Gross profit for the six months ended December 31, 2021 was $1.6 million, or 11.3% of net sales, compared to $4.5 million, or 21.1% of net sales, for the six months ended December 31, 2020. Gross profit was unfavorably impacted by the decrease in sales volume. Manufacturing overhead spending decreased from the prior year by approximately $1.1 million as the Company decreased its capacity to manufacture those products that have had in the prior year higher demand related to the COVID-19 pandemic.
Selling, general and administrative expenses for the six months ended December 31, 2021 were $3.7 million compared to selling, general and administrative expenses of $3.9 million for the six months ended December 31, 2020. The decrease is primarily due to a $0.2 million decrease in legal fees.
Loss from operations was $2.1 million for the six months ended December 31, 2021 compared to income from operations of $0.6 million for the six months ended December 31, 2020.

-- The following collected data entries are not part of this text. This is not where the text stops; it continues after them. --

PR #800, opened 2024-07-08
Extend normalized payload

LDannijs:
#### Summary

Extend the normalized payload function to 20 devices.

#### Changes

- add a normalized payload and output to 20 of the most popular devices
- Add Dragino LWL03A

#### Checklist for Reviewers

- [x] Title and description should be descriptive (Not just a serial number for example).
- [x] `profileIDs` should not be `vendorID` and should be a unique value for every profile.
- [x] All devices should be listed in the vendor's `index.yaml` file.
- [x] Firmware versions can not be changed.
- [x] At least 1 image per device and should be transparent.


lib/payload.json
```diff
@@ -137,6 +166,44 @@
...
+          "type": "object",
+          "properties": {
+            "latitude": {
+              "description": "Horizontal distance from equator",
+              "$ref": "#/definitions/latitude"
+            },
+            "longitude": {
+              "description": "Vertical distance from prime meridian",
+              "$ref": "#/definitions/longitude"
+            }
```
johanstokking, line 204: I don't think they'll be reused so you can just declare them here.

The reason why some other quantities (like percentage) are defined top-level is because they're easily reused in other places.

lib/payload.json
```diff
@@ -103,6 +128,10 @@
               "description": "Air temperature (°C)",
               "$ref": "#/definitions/temperature"
             },
+            "temperatureEXT": {
```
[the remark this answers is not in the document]
LDannijs: External sensor. Some devices have the ability to attach an external probe to measure temperature.

lib/payload.json
```diff
@@ -137,6 +166,44 @@
             }
           },
           "additionalProperties": false
+        },
+        "water": {
+          "type": "object",
+          "properties": {
+            "leak": {
+              "description": "Water leaking (string)",
```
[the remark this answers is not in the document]
LDannijs: Since the device that uses it outputs it as a string not a boolean:

https://github.com/TheThingsNetwork/lorawan-devices/blob/a15feaa9341c216d7862814415eda6a8a34bacd8/vendor/dragino/lwl03a-codec.yaml#L9-L13

lib/payload.json
LDannijs: Alright i guess i got confused there. I followed the schema as it was so i assumed every object needed to be defined top-level. Will change it 👍

lib/payload.json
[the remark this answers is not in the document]
johanstokking: It's the job of the normalizer to normalize that.

lib/payload.json
```diff
@@ -137,6 +166,44 @@
...
+              "$ref": "#/definitions/leak"
+            }
+          },
+          "additionalProperties": false
+        },
+        "action": {
+          "type": "object",
+          "properties": {
+            "motionState": {
+              "description": "State of Motion (number)",
```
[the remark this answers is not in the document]
johanstokking: See above, that is an enum state.

lib/payload.json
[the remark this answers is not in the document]
LDannijs: Oh right 😅

lib/payload.json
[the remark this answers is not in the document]
johanstokking: That will be a separate value then. Probably best to have an object `motion` with the (current) state and count.

lib/payload.json
```diff
@@ -212,9 +212,19 @@
...
           "properties": {
-            "motionState": {
-              "type": "number",
-              "description": "State of Motion (number)"
+            "motion": {
+              "type": "object",
+              "properties": {
+                "motionState": {
+                  "type": "boolean",
+                  "description": "State of Motion"
```
johanstokking, line 220:
```suggestion
                  "description": "Motion detected"
```

lib/payload.json
```diff
@@ -212,9 +212,19 @@
         "action": {
           "type": "object",
           "properties": {
-            "motionState": {
-              "type": "number",
-              "description": "State of Motion (number)"
+            "motion": {
+              "type": "object",
+              "properties": {
+                "motionState": {
```
johanstokking, line 218:
```suggestion
                "detected": {
```

We're already in `motion` so no need to have `motion.motionXXX`

lib/payload.json
```diff
@@ -212,9 +212,19 @@
...
+                  "type": "boolean",
+                  "description": "State of Motion"
+                },
+                "motionCount": {
```
johanstokking, line 222: See above

lib/payload.json
```diff
@@ -99,6 +104,62 @@
         "air": {
           "type": "object",
           "properties": {
+            "indoor": {
```
johanstokking, line 107: I agree indoor/outdoor is super useful. And we probably should have gone with this from the start.

Now we have temperature, indoor temperature and outdoor temperature. I think instead we should add a field to indicate whether `air` was measured indoor or outdoor. This way we can reuse the same fields. Sensors able to measure indoor and outdoor concurrently can record two distinct measurements.

lib/payload.json
```diff
@@ -137,6 +198,55 @@
             }
           },
           "additionalProperties": false
+        },
+        "water": {
+          "type": "object",
+          "properties": {
+            "leak": {
+              "type": "boolean",
+              "description": "Status of water leaking (true/false)"
```
johanstokking, line 207:
```suggestion
              "description": "Leak detected"
```

This aligns with "Motion detected" below

lib/payload.json
```diff
@@ -137,6 +198,55 @@
...
+                "count": {
+                  "type": "number",
+                  "description": "Number of motion events (count)"
+                }
+              },
+              "additionalProperties": false
+            },
+            "doorState": {
+              "type": "string",
+              "description": "State of door or window",
```
johanstokking, line 231: Door and window are two separate things.

johanstokking (commented):
Great stuff already, few comments

lib/payload.json
LDannijs: These are usually reed/contact switches, used on doors or windows. not sure how to properly capture it all.

johanstokking: Then it's a more generic open/close state, don't mention door/window then.

lib/payload.json
```diff
@@ -178,9 +178,9 @@
               },
               "additionalProperties": false
             },
-            "doorState": {
+            "contactState": {
               "type": "string",
-              "description": "State of door or window",
+              "description": "State of a contact sensor",
               "enum": ["OPEN", "CLOSE"]
```
johanstokking, line 184:
```suggestion
              "enum": ["OPEN", "CLOSED"]
```

lib/payload.json
```diff
@@ -181,7 +181,7 @@
             "contactState": {
               "type": "string",
               "description": "State of a contact sensor",
-              "enum": ["OPEN", "CLOSE"]
+              "enum": ["OPEN", "CLOSED"]
```
johanstokking, line 184: And now you need to update the normalizer(s) and map the values correctly.

LDannijs: I already changed everything from `doorState` to `contactState` and there are no CLOSE states anywhere.

vendor/dragino/lsn50-v2.js
```diff
@@ -196,4 +196,21 @@ default:
...
+  return {
+    data: {
+      air: [
+        {
+          temperature: input.data.TempC_SHT,
+          relativeHumidity: input.data.Hum_SHT,
+        },
+      ],
+      action: {
+        contactState: input.data.Door_status
```
johanstokking, line 211: Regarding the above comment; you take `input.data.Door_status`. What values can it have? If we just change CLOSE to CLOSED, and leave this unchanged, something is gonna break, right?

LDannijs: Right, forgot that, apologies.

vendor/milesight-iot/ws301.js
```diff
@@ -49,7 +49,7 @@ function normalizeUplink(input) {
     return {
         data: {
             action: {
-                contactState: input.data.door.toUpperCase()
+                contactState: input.data.door ? "OPEN":"CLOSED"
```
johanstokking, line 52: So is it a boolean? Before you assumed it was a string?

johanstokking: So in this case `input.data.door` is either `close` or `open`. Not `CLOSE` or `OPEN` and not a boolean.

To convert `close` or `open` to `CLOSED` or `OPEN` respectively, you need to `contactState: input.data.door === "close" ? "CLOSED" ? input.data.door === "open ? "OPEN" : undefined`

LDannijs: I finally see how it should work now, apologies.

lib/payload.json
```diff
@@ -97,32 +102,40 @@
...
-            "relativeHumidity": {
-              "description": "Relative humidity (%)",
-              "$ref": "#/definitions/percentage"
-            },
-            "pressure": {
-              "type": "number",
-              "description": "Atmospheric pressure (hPa)",
-              "minimum": 900,
-              "maximum": 1100
+          "type": "array",
```
johanstokking, line 105: OK so I only see this now; `air` gets changed from `object` to `array`? We can't do that, that breaks API.

The solution is to return an array from the normalizer. So if there are multiple measurements, there are multiple array items, each with their own `air` object.

vendor/dragino/lwl03a.js
```diff
@@ -0,0 +1,162 @@
...
+	  data : Decoder(input.bytes, input.fPort),
+	};
+}
+
+function normalizeUplink(input) {
+  var data = {};
+  var water = {};
+
+  if (input.data.WATER_LEAK_STATUS) {
+    water.leak = input.data.WATER_LEAK_STATUS ? true : false
```
johanstokking, line 154: `WATER_LEAK_STATUS` is a string which can be `LEAK`. What value does it have when there's no leak? In any case, a ternary operator is probably not what we want here.

lib/payload.json
LDannijs: Ah i see, didnt know. Will get on it.

vendor/dragino/lwl03a.js
LDannijs: Leak status can only be `LEAK` or `NO LEAK` because of this: https://github.com/TheThingsNetwork/lorawan-devices/blob/af5ac51e9203464dfab4a15de02270750b2752d9/vendor/dragino/lwl03a.js#L124

But ive changed it so itll give false for everything that isnt `LEAK` https://github.com/TheThingsNetwork/lorawan-devices/blob/af5ac51e9203464dfab4a15de02270750b2752d9/vendor/dragino/lwl03a.js#L155

johanstokking (approved):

Allied had a loss before benefit from income taxes in the first six months of fiscal 2022 of $2.1 million compared to income before benefit from income taxes in the first six months of fiscal 2021 of $0.5 million. The Company’s tax provision net of valuation allowance reflects a tax benefit of $0 for the six months ended December 31, 2021 and 2020. As a result of the Consolidated Appropriations Act of 2021 signed by the President on December 27, 2020, approximately $2,400,000 of expenses incurred that were attributed to the Company’s PPP loan became deductible in the six months ended December 31, 2020. The deductibility of these expenses created a tax loss for the six months ended December 31, 2020. In the six months ended December 31, 2021 the tax benefit of losses in the amount of approximately $547,000 was fully offset by a valuation allowance of equivalent amount. In the six months ended December 31, 2020 the Company recorded the tax benefit of losses incurred in the amount of approximately $449,000 net of additions to the valuation allowance of like amount. To the extent that the Company’s losses continue in future quarters, the tax benefit of those losses will be fully offset by a valuation allowance. To the extent the Company has taxable income, the taxable income will be offset by net operating loss carryforwards.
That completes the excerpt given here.